Nesse sentido, não são somente os professores, mas todos os trabalhadores e futuros trabalhadores que são colocados diante de perigos e retrocessos políticos e civilizatórios que convém não permitir, a fim de evitar a consolidação de um autoritarismo estatal.
Impedir e tentar retaliar a luta por direitos dos trabalhadores é um atentado contra o patrimônio de suor, sangue e lágrimas de gerações que doaram e arriscaram seus corpos num compromisso visceral de enfrentamento contra poderes abertamente muito mais arbitrários e violentos que os de hoje. Defender os direitos conquistados e já outorgados e reconhecidos pela justiça – e lutar por sua ampliação – é a mais simples homenagem que podemos prestar àqueles que lutaram antes de nós contra o Estado e a injustiça sem que, muitas vezes, pudessem gozar em vida do que conquistaram.

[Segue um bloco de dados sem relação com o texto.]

PR #5292, opened 2023-05-17
Add Camping World spider

reidab:
This adds a spider for Camping World locations via https://rv.campingworld.com/locations

### DIFF
--- a/locations/spiders/campingworld.py
+++ b/locations/spiders/campingworld.py
@@ -1,0 +1,67 @@
+import json
+
+import scrapy
+from scrapy.http import JsonRequest, Request
+
+import base64
+
+from locations.items import Feature
+from locations.user_agents import BROWSER_DEFAULT
+
+
+class CampingWorldSpider(scrapy.Spider):
+    name = "campingworld"
+    item_attributes = {"brand": "Camping World", "brand_wikidata": "Q5028383"}
+
+    locator_url = "https://rv.campingworld.com/locations"
+    api_url = "https://api.rvs.com/api/geodata/getclosestdealer"
+    user_agent = BROWSER_DEFAULT
+
+    request_json = """
+        {
+            "zipCode":"66952",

Pelas razões acima é, portanto, intolerável qualquer ação do Estado que cerceie o engajamento na luta e na ação política.
E é exatamente isto, um cerceamento ao direito de lutar por respeito e ampliação dos direitos, o motor de qualquer democracia e progresso social, que nós, professores, estamos enfrentando. Nessa batalha, todos estão implicados de um modo ou de outro. O seu resultado terá necessariamente consequências presentes e futuras. O que muitos alunos precisam compreender é que o futuro de vocês não se constrói apenas com o que ocorre nas salas de aula, o que acontece fora delas, sobretudo, nas ruas e no enfrentamento político entre os trabalhadores e o Estado é fundamental para que este futuro ao qual vocês se preparam advenha numa sociedade livre, justa e democrática ao invés de uma sociedade autoritária, repressiva e injusta. Lembrem-se da máxima: “pode-se medir o grau de civilização de um país e o seu compromisso com o futuro pelo modo pelo qual ele trata os seus professores”.